◆ **TASK OBJECTIVE**: In the entries that follow, the lines from the one with "about the error" through the one with "A C caller passing" are the ones to write out, exactly and with both ends included. Nothing else should appear.

◆ **RECORDS FOR PROCESSING**:
▬▬▬
PR #187, opened 2026-08-04
ffi: take sizes and timestamps as strings; both SDKs stop parsing

dzerik:
Third of three. Stacked on #185 and #186, so this branch carries both of
those commits too: review the third one, `ffi: take sizes and timestamps as
strings`, and merge the other two first.

Completes the arc the first two PRs start: after this, neither SDK owns a
grammar. The core owns all of them, and a binding forwards.

## What changes

```
  sandlock_sandbox_builder_max_memory(b, uint64_t bytes)
->                                    (b, const char *size)
  sandlock_sandbox_builder_max_disk(b, uint64_t bytes)
->                                  (b, const char *size)
  sandlock_sandbox_builder_time_start(b, uint64_t epoch_secs)
->                                    (b, const char *timestamp)
```

plus one new symbol, `sandlock_sandbox_builder_time_start_epoch(b, int64_t
seconds, uint32_t nanoseconds)`.

The core parses the strings with the same routines that read
`[limits].memory`, `[limits].disk` and `[determinism].time_start` in a
profile, and `--max-memory`, `--max-disk` and `--time-start` on the command
line. A value it refuses is latched by the mechanism from the previous PR and
comes back from `sandlock_sandbox_build` as the core's own message.

## Why the signatures had to move

"The bindings stop parsing" is not implementable over a `uint64_t` setter: a
binding whose users write `"512M"` has to own a byte-size parser to have
anything to pass. So both of them did. The Go one said what that costs, in its
own words:

```go
// ParseMemory parses a human-friendly size string into bytes. It accepts
// a plain integer (bytes) or a value suffixed with K, M, G, or T (case
// insensitive), e.g. "512M", "1G", "100K". Mirrors the Python SDK's
// parse_memory_size so the two SDKs agree byte-for-byte.
```

Two bindings held in agreement with each other, and neither of them with the
core they were feeding. That parser accepted `"1.5G"`, `"0.5K"`, `"1T"` and
`"512T"`; `ByteSize::parse` takes a decimal integer with a K, M or G suffix
and nothing else, so no flag and no profile has ever accepted any of them. The
entries marked `sdk_only` in `tests/grammar-corpus.json` are exactly that gap.
`ParseTimeStart` had the mirror-image defect on the other grammar: it took a
bare epoch count, which a profile refuses, and refused a pre-1970 stamp, which
a profile takes.

## Why `time_start_epoch` is not a second grammar

It is the numeric door to the same instant, and what needs it is the SDK's own
field: `Sandbox.time_start` takes `str`, `int` or `float`, because an epoch
count is how a caller who starts from `datetime.timestamp()` already holds the
value. A float is not text. With only the string setter, the SDK would have to
render `"1767225600.5"` back into `"2026-01-01T00:00:00.500000000Z"` before it
could forward it: an RFC 3339 *writer* in the binding, one line under the RFC
3339 reader this commit just deleted from it, with its own ways to be wrong
about offsets, leap-second spelling and sub-second digits. The epoch setter
takes the pair the value already is, and `_b_time_start_from` picks the door by
type. Either way the grammar is read exactly once, by the core.

## Core changes that carry it

- `profile::parse_time_start`, `parse_timestamp` and the new
  `time_start_from_epoch` take a label naming the knob that carried the value,
  the way `NetRule::parse_allow` names `--net-allow`, so one grammar can be
  reached from four surfaces and still name the right one in a diagnosis. The
  CLI's private jiff parser is deleted and `sandlock-cli` drops its `jiff`
  dependency.
- `CanonicalTimestamp` gains an `rfc3339` field, for the same reason
  `CanonicalNetRule` carries `spec`. A consumer whose scalar type cannot hold
  both halves was otherwise pushed into a lossy one: a double has about 238ns
  of spacing at 2026 epoch values, so `"...T00:00:00.9999999Z"` rounded up to
  the next whole second and the same profile ran one second later through the
  Python SDK than through the CLI.
- `time.rs`: `calculate_time_offset` resolved both instants with
  `duration_since(UNIX_EPOCH).unwrap_or_default()`, which collapses every
  pre-epoch instant to the epoch. The grammar accepts one
  (`"1969-07-20T20:17:00Z"` parses), so the sandbox ran a clock the caller
  never asked for, 14182980 seconds off, with no error anywhere.

## Bindings

**Go.** `go/internal/policy` is deleted, both files, 131 lines. `MaxMemory`,
`MaxDisk` and `TimeStart` are forwarded verbatim. Every numeric cap is
forwarded whenever it is set, zero included, because the core now has a
verdict on zero for each of them; the fields that cannot express "unset" in
the value itself are therefore pointers, with a `Ptr` helper. `CPUCores` and
`GPUDevices` distinguish nil from empty, so an empty GPU list can still mean
"every GPU present". What remains binding-local is the one verdict Go must
reach on its own: an interior NUL in a Go string, which cannot survive the
conversion to a C string.

**Python.** The size and timestamp fields accept the core's spellings and
forward them; the `__post_init__` guards that used to refuse `"512M"` are
gone. `uid` and `gid` become one `User` value, mirroring the core's `RunAs`:
an unprivileged user namespace maps a single pair, so a uid without a gid is
not a policy the core can apply, and now not a state the SDK can spell.

## BREAKING CHANGES

**Go SDK.** `Name string` -> `*string`; `OnExit`/`OnError` -> `*BranchAction`;
`BranchActionDefault` removed, which renumbers `Commit` 1->0, `Abort` 2->1,
`Keep` 3->2; `MaxProcesses`/`MaxCPU`/`MaxOpenFiles`/`NumCPUs` become pointers;
`UID`/`GID` -> `User *RunAs`; `HTTPPorts []int` -> `[]uint16` (the C ABI
carries a u16, so a wider Go type wrapped silently, 70000 arriving as 4464);
`TimeStart` is RFC 3339 only, in exchange carrying sub-second precision and
pre-1970 instants; `MaxMemory`/`MaxDisk` narrow to the core's grammar; a
non-nil empty `CPUCores` is refused rather than skipped.

**Python SDK.** `uid`/`gid` -> `user: User | None`; `Sandbox.cpu_pct()`
removed; `on_exit`/`on_error` default to `None`; `max_processes` defaults to
`None` (the effective cap is unchanged at 64, it is simply written down once);
`SyscallEvent.category` widens to `str | int`; a missing `/lib64` is no longer
dropped from `fs_readable` behind the caller's back; the size and timestamp
fields accept the core's spellings.

**C ABI.** The three signatures above, plus the additive
`time_start_epoch`. No struct, no discriminant and no other signature moves.

**Canonical profile document.** `CanonicalTimestamp` gains a required
`rfc3339` field, with no serde default on a struct that denies unknown fields,
so an older document no longer deserializes. It loses `Copy` because it now
holds a `String`; `Clone`, `PartialEq` and `Eq` are unaffected.

## The three that are silent at compile time

Most of the list above stops a build or a test run. These do not, and they are
the ones to read before updating:

- **Go `BranchAction` renumbering.** A caller who derives one from a number
  rather than naming a constant, `sandlock.BranchAction(n)` over a stored or
  unmarshalled value, still compiles and now selects a different action, with
  nothing reporting it. Writing the literal straight into the field is caught,
  but only because the same change made that field a pointer, which is an
  accident of packaging rather than a guard.
- **Python `on_error` default.** A policy that says nothing about the error
  path used to abort the branch's writes and now commits them, which is what
  the CLI, a profile and the Go SDK have always done for the same policy. A
  caller relying on the old default gets no warning.
- **`SyscallEvent.category`.** An `event.category == "file"` comparison on an
  unknown category used to be true and is now false.

A C caller passing an integer where a pointer is now expected is a constraint
violation and gets a diagnostic, which is how the signature changes are meant
to be found. The one spelling that slips through is a literal `0`, a valid
null pointer constant: it compiles, and the C ABI then reports it from
`sandlock_sandbox_build` as a NULL argument rather than acting on it.

## One honest regression

Dropping the `/lib64` filter is not in the "fails loudly" group, and calling
it one would be a nicer story than the truth. `build()` does not check that a
readable path exists; nothing in the core does, outside `fs_read_if_exists`,
which nothing on this path calls. The rule is installed in the child, where
Landlock has to open the path, so a policy naming a missing `/lib64` builds,
runs, and comes back as `Result(success=False, error="sandlock_create
failed")` with the path nowhere in it. Under chroot it is skipped without a
word instead.

So this trades a silent drop of one hardcoded path for a loud-but-anonymous
failure on any of them: the right trade for who owns the decision, and a plain
regression in diagnosis. Filter system paths on the way in where the set
varies by host, which is what the MCP default policy and `python/examples` do
now. Making the core name the path it could not grant is worth doing and is
not in this PR.

## Testing

`tests/grammar-corpus.json` is one corpus above all four surfaces, read by
`python/tests/test_setter_grammar_parity.py` (flag, profile, C ABI setter via
ctypes, Python SDK) and `go/grammar_parity_linux_test.go`. A corpus pasted
into each language would be the failure being fixed, one table per surface,
free to drift. `go/core_verdict_linux_test.go` covers the verdicts Go stopped
reaching itself.

`cargo test -p sandlock-core --lib`: 747 pass. Integration: 394. Go: green.
The cbindgen header is regenerated here and matches CI's gate.


congwang-mk:

dzerik:
Agreed, defer it. Answered at length in #185, since the three are one stack and the same answer covers them.

Short version: this PR shows +9874/-1574 because it carries #185 and #186 underneath it; what is new here is +4327/-797 across 46 files, about 70 percent of it tests. This is also the one that carries the breaking changes, so it is the last thing that should go near a release. Review order whenever you get to the batch: #185, then #186, then this.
▬▬▬
◆ **RESULT OF THIS TASK**:
- **Python `on_error` default.** A policy that says nothing about the error
  path used to abort the branch's writes and now commits them, which is what
  the CLI, a profile and the Go SDK have always done for the same policy. A
  caller relying on the old default gets no warning.
- **`SyscallEvent.category`.** An `event.category == "file"` comparison on an
  unknown category used to be true and is now false.

A C caller passing an integer where a pointer is now expected is a constraint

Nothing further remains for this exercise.